» **Your goal**:
In the entries below, the lines from the one with "PR #807, opened 2026-09-08" through the one with "Add support for" are to be copied exactly; both ends count.

» **Material supplied**:
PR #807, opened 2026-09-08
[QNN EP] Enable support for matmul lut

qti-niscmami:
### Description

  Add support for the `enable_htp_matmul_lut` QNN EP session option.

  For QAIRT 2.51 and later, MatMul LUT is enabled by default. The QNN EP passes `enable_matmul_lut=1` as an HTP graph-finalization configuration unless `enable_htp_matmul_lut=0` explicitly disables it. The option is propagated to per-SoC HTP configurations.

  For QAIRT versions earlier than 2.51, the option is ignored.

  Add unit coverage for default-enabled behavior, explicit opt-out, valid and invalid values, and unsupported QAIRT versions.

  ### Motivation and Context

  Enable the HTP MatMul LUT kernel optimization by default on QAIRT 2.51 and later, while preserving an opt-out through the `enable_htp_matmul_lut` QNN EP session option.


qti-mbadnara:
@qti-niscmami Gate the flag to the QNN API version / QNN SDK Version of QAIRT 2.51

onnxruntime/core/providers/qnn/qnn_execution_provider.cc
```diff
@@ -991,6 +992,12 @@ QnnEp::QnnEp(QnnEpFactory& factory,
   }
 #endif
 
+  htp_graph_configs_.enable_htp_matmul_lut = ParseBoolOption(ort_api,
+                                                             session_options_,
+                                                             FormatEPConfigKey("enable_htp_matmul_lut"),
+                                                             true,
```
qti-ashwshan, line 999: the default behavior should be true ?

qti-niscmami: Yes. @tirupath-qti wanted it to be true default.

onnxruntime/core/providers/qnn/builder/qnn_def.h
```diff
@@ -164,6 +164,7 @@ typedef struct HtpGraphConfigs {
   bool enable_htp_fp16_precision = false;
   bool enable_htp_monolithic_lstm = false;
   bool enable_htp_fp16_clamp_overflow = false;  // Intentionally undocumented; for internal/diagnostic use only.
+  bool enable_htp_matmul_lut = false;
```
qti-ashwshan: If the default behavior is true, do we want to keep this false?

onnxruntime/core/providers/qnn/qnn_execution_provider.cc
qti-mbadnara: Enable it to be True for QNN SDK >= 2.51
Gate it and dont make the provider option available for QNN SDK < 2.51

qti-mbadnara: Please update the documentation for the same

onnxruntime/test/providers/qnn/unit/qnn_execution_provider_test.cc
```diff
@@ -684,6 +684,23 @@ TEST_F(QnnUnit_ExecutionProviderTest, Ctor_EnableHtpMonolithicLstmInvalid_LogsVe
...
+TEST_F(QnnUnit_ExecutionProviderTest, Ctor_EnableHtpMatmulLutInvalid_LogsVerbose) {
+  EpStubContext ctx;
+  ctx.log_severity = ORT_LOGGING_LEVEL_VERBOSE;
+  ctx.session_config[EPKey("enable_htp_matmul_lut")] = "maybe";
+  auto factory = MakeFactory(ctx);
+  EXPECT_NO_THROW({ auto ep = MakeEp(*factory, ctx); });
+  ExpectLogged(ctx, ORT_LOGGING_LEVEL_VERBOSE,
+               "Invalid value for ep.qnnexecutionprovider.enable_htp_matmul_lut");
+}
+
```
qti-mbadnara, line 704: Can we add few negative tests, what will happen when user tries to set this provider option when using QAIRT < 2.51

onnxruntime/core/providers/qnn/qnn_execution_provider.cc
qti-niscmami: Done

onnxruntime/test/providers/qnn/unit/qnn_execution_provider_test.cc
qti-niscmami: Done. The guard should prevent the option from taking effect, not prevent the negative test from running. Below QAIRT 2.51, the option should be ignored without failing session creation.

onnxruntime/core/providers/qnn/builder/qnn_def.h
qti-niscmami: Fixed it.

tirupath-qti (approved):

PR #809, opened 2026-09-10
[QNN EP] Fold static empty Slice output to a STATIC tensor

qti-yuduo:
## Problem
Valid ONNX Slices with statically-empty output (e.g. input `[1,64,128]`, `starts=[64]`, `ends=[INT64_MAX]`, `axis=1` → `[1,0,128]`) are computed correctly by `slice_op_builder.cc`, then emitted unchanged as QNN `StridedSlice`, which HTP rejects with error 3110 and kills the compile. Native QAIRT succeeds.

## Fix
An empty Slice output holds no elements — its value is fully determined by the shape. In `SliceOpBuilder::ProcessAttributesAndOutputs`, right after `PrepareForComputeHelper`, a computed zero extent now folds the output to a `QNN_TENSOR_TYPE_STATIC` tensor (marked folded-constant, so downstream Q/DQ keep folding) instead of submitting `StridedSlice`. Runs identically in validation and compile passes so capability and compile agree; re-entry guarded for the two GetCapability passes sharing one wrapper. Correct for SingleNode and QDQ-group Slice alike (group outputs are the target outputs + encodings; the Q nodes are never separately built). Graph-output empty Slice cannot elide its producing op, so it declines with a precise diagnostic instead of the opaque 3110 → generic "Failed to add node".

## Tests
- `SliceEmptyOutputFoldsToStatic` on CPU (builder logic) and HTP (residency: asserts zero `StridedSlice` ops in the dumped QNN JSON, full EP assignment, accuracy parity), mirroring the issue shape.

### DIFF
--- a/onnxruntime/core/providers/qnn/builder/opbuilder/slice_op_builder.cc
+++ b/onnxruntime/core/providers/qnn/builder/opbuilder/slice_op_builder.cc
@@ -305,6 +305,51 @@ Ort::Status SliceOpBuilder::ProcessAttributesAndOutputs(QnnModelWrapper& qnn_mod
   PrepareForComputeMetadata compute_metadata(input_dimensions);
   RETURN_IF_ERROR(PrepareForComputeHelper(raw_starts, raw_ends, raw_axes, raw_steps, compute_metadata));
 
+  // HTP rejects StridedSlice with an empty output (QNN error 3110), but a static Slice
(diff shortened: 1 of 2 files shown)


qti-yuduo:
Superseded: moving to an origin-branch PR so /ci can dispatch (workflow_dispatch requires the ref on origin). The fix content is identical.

==

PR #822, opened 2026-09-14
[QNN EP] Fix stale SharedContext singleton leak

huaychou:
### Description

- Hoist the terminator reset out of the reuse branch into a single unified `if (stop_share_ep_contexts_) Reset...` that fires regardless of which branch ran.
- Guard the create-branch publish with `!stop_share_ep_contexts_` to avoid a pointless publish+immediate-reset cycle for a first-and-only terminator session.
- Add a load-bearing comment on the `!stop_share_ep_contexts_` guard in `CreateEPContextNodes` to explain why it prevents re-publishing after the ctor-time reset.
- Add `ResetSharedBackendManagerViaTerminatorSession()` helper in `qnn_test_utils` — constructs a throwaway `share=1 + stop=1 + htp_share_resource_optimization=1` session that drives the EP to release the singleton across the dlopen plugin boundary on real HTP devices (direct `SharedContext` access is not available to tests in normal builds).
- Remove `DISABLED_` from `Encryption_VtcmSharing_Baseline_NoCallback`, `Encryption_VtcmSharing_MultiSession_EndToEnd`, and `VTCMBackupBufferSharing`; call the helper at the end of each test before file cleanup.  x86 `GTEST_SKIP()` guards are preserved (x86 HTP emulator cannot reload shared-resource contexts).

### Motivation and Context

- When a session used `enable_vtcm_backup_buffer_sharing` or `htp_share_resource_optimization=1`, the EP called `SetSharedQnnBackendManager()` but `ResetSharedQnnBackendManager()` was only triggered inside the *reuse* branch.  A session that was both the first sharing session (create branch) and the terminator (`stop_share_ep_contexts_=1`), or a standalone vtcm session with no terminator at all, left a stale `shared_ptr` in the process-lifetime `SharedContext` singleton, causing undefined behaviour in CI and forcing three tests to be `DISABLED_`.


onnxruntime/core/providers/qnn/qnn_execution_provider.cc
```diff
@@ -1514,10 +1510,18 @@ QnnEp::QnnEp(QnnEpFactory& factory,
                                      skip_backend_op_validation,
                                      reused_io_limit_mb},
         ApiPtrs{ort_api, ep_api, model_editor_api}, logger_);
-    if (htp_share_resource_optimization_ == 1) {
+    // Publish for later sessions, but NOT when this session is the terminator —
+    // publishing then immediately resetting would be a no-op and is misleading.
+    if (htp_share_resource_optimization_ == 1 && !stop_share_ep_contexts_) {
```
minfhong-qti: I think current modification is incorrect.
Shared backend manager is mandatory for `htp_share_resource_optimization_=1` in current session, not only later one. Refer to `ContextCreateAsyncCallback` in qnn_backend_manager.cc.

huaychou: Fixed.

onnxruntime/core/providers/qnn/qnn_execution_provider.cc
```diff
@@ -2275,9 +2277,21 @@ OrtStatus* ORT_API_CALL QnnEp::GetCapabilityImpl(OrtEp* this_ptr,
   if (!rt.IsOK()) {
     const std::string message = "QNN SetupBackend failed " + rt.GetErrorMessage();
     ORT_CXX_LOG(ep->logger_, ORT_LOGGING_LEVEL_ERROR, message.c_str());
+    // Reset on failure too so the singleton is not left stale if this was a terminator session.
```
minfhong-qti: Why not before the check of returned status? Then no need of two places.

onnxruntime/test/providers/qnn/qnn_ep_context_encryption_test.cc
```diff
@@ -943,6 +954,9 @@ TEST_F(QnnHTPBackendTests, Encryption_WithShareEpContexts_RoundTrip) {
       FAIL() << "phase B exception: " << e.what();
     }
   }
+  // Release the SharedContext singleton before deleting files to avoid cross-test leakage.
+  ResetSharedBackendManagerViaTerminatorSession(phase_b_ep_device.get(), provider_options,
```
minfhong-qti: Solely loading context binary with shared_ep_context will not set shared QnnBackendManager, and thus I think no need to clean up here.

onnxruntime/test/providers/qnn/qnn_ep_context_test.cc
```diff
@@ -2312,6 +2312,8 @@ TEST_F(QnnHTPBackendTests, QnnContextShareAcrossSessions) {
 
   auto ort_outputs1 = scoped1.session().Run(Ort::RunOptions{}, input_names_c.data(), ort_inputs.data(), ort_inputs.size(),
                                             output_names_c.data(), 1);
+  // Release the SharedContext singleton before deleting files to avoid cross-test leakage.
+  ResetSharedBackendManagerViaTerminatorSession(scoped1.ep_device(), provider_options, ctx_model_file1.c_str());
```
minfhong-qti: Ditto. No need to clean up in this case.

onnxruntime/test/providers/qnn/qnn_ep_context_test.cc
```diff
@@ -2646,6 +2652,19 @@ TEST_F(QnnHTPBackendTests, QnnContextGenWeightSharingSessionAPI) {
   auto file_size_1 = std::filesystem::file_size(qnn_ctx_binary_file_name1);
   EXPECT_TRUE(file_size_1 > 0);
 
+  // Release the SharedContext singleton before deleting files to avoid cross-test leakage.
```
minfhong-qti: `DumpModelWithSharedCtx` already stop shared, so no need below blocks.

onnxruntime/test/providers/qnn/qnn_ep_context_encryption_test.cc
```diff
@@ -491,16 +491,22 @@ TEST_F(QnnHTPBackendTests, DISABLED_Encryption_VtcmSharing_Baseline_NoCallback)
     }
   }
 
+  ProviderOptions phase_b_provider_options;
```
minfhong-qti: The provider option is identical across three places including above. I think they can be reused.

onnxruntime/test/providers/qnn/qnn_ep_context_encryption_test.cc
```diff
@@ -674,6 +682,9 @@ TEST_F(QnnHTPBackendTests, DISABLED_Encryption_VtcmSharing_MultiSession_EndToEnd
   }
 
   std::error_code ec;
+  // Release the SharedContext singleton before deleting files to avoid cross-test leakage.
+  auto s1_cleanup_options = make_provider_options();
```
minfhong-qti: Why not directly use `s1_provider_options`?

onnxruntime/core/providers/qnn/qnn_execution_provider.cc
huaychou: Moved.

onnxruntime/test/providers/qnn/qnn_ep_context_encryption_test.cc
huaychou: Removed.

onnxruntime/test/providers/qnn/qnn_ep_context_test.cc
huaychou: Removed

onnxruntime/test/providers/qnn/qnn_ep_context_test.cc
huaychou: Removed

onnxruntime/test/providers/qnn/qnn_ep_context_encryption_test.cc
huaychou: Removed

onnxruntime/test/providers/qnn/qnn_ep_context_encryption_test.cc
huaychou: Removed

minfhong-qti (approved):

» **Result of this task**:
PR #807, opened 2026-09-08
[QNN EP] Enable support for matmul lut

qti-niscmami:
### Description

  Add support for the `enable_htp_matmul_lut` QNN EP session option.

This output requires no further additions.